(1.) On 25th September, 1971, Head Constables Gaikwad received a telephone message at about 1-45 p.m. at Aarey Sub-Police Station that a milk van belonging to Aarey Colony, M.S. Depot was involved in an accident at Unit No. 21 on Powai Road. He proceeded to the place of accident and found the appellant-driver, Jadhav (P.W. 2) and Sarjuprasad (P.W. 3) injured and that the milk van over-turned. He reported the matter to Sub-Inspector Ghag who went to the spot and made a panchanama. (Ex.B). Gaikwad took the injured to Aarey Colony Hospital for treatment. His First Information Report, (Ex. A) was recorded. After completion of the investigation, the appellant was charge-sheeted and he was tried by the learned Presidency Magistrate, 26th Court, Borivli for the offences under sections 279 and 337 I.P.C. read with section. 116 of the Motor Vehicles Act, 1939. The learned Magistrate on consideration of the evidence held that it was proved that the appellant was driving his vehicle rashly and negligently and thereby caused simple hurts to himself, Jadhav (P.W. 2) and Sarjuprasad (P.W. 3). He also held that the appellant had driven his vehicle in a manner endangering human life. In consequence of this finding, the learned Magistrate convicted the appellant under sections 279 and 337 of the Indian Penal Code and sentenced him to suffer simple imprisonment for one day and to pay a fine of Rs. 200/- on each count and in default to suffer further rigorous imprisonment for one month. These sentences were ordered to be undergone concurrently and no separate sentence under section 116 of the Motor Vehicles Act was passed. Being aggrieved by the said order, the appellant has come in appeal.
(2.) Mr. Rane, the learned Counsel for the appellant has contended, firstly that the learned Magistrate failed to consider the prosecution evidence on record. Secondly the learned Magistrate arrived at his finding on consideration of the defence of the appellant as indicated in the cross-examination on his behalf of the prosecution witnesses and his statement under section 342 of the Criminal Procedure Code. In the circumstances Mr. Rane has submitted that there has been failure of justice and the appellant has been wrongly convicted.
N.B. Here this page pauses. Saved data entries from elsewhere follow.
PR #4810, opened 2023-09-11
Update index.mdx

kelpoole:
Requested via JIRA-4081

Changed title to match content which is about PGD upgrades not Application Schema Upgrades


LenzGr:
Thanks for the suggestion! This was already updated via #4808.

PR #4814, opened 2023-09-11
BigAnimal: commit scopes recommendation

drothery-edb:


drothery-edb:
Natalia approved on Slack

PR #4819, opened 2023-09-12
BigAnimal: fixing PEM remote monitoring link

drothery-edb:
## What Changed?

The Remote monitoring link in the third bullet on this [page](https://www.enterprisedb.com/docs/biganimal/latest/using_cluster/05_monitoring_and_logging/) 404s even though there is a redirect for it. This PR fixes the link, but it might be worth investigating why the redirect didn't work.


francoughlin (approved):
Looks good - redirect works

PR #4843, opened 2023-09-25
New style for release notes adding full title and date

dwicinas:


djw-m (approved):
LGTM - would have liked one or two older versions also dated but we can move forward from this. Did you check that the change on CNPG won't get overwritten on import or are the release notes still manually created?

nidhibhammar (approved):
LGTM. We can proceed with this and do the same task for two older versions for all the products in separate PR.

PR #4860, opened 2023-09-27
update dependencies: September 2023

josh-heyer:
## What Changed?

Notable updates:

- Husky
- Prettier
- Algolia 
- Bootstrap

The last two required substantial revisions to support the major version updates. As part of these, I've fixed a few related issues:
- incorrect path parsing for 404 page search (it was prefixing most searches with "docs")
- race condition in global search bar initialization (click too fast, no search)
- honor system dark mode preference when no local preference is set

Also replaced pretty-quick with lint-staged, as new prettier is unsupported by the former. May not have the configuration quite right for this.


djw-m:
The search box's category -> All Products etc. -> has flipped from white on blue to black on blue.

djw-m:
image

Little odd - I assume that it's the mismatch between the algolia db and the preview but wanted to flag that.

djw-m (dismissed):
Apart from the color change in the search box,LGTM. Couldn't snag anything else.

josh-heyer:
Took me way too long to figure out the color thing. Turns out Boostrap 5 picks a foreground color based on what will provide the best contrast for the background... And our blue has crappy contrast with white:

image

Options: 

1. Leave text black (and adjust styles on other buttons to match)
2. Use a slightly darker shade of blue (e.g. `#3e6e8e`)

djw-m:
I would likely go for a darker shade of blue and the black/blue contrast is
more painful.

josh-heyer:
Altered rules to achieve consistency for now; added #4868 to track future work on better contrast.

PR #6705, opened 2025-04-16
DOCS-1432-Update-Compatibility-Table-2

jpe442:
Updated the compatibility table to remove compats for pre v14 PG and updated upgrades compatibility page to say that Upgrading from 4.x to 6.x is possible.


djw-m (approved):
LGTM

(3.) The prosecution led the evidence of the two occupants of the milk van which was driven by the appellant. These occupants were Jadhav (P.W. 2) and Sarjuprasad (P.W. 3). Both of them were sitting at the place provided for sitting behind the seat of the driver. Their evidence shows that the milk van had slipped. The van was not driven in excessive speed because it slipped and hence the driver lost the control. It was raining or drizzling at the time and there was mud on the road. Their evidence finds support from the evidence of the Panch Jadhav (P.W. 4) that there were type marks on the road and it was drizzling. His evidence no doubt, refers to the conditions of the road at about 4 p.m. when the Panchanama was made. The recitals in the Panchanam indicate at the Powai Road where the accident took place, there was wire fencing on either sides with cement poles at the edges of the cutcha road and on the cutcha road small grass is grown up with small bushes. The width of the tar road is 4.20 Metres. The width of cutcha road on either sides is 1.20 Metres each. It also makes reference to the tyre marks. The prosecution also led the evidence of Dr. Vasantrao (P.W. 5) who produced certificates of injuries of the appellant, P.W. 2 and P.W. 3. On consideration of the evidence, I fined that the prosecution has failed to bring the charges under sections 279 of 337 I.P.C. home to the appellant. The prosecution evidence merely established the fact of accident in which the appellant P.W. 2 and P.W. 3 received minor injuries and that the milk van had turned on its left side. The evidence is not clear as to whether the milk van had turtle or upside down or failed on its left side. From this evidence it is also not possible to infer that the appellant was driving the vehicle rashly or negligently so as to endanger human life or he did any act so rashly or negligently so as to endanger human life. The defence of the appellant was that the vehicle had slipped and fell on one of its sides. This defence finds support not only from the evidence of P.W. 2 and P.W. 3 who were the occupants of the vehicle and had testified to the same but having regard to the fact that it had rained and the tar road had cutcha road on its sides and there were tyre marks visible after the accident, it is not improbable that the appellants vehicle slipped on account of the mud and the rain water on the road and as a result thereof he was unable to control the same and the accident took place.